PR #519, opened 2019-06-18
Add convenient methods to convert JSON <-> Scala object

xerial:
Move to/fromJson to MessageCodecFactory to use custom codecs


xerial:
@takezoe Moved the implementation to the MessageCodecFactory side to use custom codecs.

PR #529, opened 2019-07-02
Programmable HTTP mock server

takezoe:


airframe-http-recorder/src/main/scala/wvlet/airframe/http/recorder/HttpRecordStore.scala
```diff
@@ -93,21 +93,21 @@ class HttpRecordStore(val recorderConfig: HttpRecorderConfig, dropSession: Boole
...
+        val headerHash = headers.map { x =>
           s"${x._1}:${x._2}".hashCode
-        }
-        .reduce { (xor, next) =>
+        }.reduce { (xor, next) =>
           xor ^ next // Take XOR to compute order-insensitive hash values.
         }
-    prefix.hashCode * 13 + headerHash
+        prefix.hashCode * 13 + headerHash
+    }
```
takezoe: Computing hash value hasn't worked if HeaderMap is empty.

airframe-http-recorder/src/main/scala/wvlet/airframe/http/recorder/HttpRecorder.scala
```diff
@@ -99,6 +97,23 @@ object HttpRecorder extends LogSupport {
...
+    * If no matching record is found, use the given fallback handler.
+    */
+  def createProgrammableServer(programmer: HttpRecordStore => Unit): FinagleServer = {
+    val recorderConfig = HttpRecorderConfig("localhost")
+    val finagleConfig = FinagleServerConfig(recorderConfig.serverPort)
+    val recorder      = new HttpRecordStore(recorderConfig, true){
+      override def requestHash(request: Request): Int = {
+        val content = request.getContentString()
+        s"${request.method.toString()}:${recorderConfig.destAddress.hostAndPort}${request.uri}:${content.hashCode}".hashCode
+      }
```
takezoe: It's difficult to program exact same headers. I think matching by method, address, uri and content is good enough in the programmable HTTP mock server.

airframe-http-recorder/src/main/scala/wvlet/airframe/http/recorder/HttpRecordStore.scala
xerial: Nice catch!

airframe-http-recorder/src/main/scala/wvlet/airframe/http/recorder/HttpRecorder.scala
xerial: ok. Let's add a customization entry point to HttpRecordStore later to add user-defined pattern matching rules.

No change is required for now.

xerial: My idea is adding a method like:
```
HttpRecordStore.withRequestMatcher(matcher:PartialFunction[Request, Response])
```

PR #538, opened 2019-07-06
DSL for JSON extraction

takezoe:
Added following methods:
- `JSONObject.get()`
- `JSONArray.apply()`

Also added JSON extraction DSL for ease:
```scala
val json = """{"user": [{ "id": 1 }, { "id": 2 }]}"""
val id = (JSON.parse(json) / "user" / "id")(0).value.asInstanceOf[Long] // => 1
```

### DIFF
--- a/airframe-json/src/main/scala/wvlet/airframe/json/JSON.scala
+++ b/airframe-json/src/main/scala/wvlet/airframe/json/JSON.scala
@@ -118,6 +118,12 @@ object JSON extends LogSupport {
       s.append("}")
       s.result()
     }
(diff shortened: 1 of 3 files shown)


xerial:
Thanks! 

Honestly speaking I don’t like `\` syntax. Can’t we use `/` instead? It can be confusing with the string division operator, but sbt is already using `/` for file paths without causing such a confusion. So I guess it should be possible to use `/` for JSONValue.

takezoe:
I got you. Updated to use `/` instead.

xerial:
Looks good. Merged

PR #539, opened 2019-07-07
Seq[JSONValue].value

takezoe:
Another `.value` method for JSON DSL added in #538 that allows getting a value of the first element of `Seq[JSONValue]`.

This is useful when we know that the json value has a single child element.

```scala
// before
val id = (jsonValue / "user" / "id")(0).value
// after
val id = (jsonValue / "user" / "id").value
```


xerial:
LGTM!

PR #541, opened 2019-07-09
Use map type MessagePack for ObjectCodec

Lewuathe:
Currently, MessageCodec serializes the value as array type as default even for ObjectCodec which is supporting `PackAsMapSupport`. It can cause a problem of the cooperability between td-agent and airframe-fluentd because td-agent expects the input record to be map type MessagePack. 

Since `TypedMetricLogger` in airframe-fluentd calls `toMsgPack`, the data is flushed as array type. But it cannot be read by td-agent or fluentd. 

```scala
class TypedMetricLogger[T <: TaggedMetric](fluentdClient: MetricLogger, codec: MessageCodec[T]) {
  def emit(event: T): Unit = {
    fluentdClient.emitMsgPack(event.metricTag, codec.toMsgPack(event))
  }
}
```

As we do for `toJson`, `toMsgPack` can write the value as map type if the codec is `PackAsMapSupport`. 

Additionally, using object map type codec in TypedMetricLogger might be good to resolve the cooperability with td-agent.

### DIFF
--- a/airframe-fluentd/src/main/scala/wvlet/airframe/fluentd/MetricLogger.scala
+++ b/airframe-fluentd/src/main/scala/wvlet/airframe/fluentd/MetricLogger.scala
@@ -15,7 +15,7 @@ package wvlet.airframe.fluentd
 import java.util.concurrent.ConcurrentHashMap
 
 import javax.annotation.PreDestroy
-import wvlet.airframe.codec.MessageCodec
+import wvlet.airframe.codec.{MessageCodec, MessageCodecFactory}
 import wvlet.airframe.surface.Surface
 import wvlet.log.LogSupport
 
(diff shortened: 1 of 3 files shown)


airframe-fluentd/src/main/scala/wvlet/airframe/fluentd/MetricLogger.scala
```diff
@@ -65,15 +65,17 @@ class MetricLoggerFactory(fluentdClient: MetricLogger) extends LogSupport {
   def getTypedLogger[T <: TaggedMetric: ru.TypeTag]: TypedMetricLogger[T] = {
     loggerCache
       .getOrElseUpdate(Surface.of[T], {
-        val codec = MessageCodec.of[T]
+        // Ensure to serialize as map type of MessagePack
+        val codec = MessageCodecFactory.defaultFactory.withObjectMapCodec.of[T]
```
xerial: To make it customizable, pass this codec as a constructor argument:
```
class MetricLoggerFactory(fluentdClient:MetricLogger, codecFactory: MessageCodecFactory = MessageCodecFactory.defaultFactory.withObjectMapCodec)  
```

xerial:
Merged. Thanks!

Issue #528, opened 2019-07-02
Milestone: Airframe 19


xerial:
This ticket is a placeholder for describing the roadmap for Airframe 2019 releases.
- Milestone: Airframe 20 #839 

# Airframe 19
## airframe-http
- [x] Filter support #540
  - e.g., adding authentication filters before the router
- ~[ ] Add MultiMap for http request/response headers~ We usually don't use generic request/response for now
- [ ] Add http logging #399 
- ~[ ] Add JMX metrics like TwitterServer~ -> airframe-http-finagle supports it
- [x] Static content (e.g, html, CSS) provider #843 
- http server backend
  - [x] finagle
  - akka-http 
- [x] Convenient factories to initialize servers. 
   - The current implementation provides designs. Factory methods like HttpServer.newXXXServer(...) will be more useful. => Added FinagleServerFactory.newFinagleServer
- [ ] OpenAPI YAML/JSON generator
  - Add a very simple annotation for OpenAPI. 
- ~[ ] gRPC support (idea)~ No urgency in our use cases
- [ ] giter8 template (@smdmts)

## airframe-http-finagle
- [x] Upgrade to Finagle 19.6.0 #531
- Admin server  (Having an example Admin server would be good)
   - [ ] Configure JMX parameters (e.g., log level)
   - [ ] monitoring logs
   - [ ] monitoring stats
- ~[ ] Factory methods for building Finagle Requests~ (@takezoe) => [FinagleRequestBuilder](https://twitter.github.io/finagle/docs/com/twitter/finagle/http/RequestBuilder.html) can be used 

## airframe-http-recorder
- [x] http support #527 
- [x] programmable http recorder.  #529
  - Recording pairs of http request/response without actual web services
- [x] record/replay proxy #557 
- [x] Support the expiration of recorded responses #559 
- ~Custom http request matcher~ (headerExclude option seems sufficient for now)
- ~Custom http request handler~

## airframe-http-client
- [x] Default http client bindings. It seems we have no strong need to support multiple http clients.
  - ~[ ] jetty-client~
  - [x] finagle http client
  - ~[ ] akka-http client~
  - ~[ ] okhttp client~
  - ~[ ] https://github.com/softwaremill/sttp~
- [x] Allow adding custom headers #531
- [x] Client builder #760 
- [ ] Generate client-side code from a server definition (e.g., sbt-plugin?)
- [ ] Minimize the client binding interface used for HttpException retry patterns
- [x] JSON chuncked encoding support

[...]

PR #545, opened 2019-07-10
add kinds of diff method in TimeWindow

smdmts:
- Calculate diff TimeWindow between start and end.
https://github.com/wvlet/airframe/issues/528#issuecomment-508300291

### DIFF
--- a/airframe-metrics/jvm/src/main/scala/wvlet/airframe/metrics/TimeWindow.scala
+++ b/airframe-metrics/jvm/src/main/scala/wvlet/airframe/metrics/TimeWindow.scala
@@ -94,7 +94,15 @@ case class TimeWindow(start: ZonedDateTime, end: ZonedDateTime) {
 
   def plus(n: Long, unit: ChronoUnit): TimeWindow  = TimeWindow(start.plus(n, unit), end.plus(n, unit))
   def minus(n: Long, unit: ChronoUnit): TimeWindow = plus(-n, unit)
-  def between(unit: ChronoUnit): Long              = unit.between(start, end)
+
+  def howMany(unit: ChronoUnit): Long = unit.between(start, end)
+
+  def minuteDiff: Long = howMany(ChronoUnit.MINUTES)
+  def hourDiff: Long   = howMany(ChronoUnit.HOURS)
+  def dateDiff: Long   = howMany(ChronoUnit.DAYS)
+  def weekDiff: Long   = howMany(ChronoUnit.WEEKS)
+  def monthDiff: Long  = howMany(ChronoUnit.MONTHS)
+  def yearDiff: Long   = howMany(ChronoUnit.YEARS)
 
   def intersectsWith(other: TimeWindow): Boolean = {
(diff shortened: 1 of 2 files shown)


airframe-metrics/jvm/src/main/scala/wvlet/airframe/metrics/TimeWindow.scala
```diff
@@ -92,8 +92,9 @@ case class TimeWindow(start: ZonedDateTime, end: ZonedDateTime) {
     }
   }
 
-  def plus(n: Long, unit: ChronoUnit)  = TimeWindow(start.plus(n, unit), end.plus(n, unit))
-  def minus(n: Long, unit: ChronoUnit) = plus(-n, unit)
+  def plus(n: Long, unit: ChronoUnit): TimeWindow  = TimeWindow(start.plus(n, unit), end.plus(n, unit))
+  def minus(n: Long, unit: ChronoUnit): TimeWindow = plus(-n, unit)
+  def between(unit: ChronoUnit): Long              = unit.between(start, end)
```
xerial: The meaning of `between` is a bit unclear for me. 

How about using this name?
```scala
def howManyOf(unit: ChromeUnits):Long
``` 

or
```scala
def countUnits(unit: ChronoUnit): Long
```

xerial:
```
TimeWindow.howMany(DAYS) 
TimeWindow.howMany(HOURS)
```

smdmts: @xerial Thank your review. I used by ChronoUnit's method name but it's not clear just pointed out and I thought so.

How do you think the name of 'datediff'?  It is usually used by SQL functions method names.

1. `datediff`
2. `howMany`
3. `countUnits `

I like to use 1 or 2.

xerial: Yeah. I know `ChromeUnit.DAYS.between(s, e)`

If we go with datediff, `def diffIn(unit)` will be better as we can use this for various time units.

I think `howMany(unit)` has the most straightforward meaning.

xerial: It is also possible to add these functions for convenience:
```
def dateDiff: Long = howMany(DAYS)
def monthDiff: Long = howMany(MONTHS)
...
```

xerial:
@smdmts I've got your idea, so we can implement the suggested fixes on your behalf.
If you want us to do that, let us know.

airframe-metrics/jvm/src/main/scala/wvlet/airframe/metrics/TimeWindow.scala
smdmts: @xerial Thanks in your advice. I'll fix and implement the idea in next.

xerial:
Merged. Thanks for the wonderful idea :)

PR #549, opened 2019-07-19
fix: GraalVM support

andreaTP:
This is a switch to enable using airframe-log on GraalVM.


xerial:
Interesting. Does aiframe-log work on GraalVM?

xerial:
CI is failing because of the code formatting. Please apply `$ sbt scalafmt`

----------------------------------------

In the material above, transcribe exactly the lines beginning at the one with "- [ ] OpenAPI YAML/JSON generator" and ending at the one with "- [x] Upgrade to Finagle 19.6.0 #531", both included.

- [ ] OpenAPI YAML/JSON generator
  - Add a very simple annotation for OpenAPI. 
- ~[ ] gRPC support (idea)~ No urgency in our use cases
- [ ] giter8 template (@smdmts)

## airframe-http-finagle
- [x] Upgrade to Finagle 19.6.0 #531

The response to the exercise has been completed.